Issue #3021, opened 2017-03-10
Inconsistency in foreign key when inserting entry in scheduler_changes table


mthalmei:
The trac ticket http://trac.buildbot.net/ticket/3532 already adresses a problem when inserting entries into scheduler_changes table.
● ● ●
Problem description: Each line that mentions the string "when" must be copied from the listing.

Problem solution:
Inconsistency in foreign key when inserting entry in scheduler_changes table
The trac ticket http://trac.buildbot.net/ticket/3532 already adresses a problem when inserting entries into scheduler_changes table.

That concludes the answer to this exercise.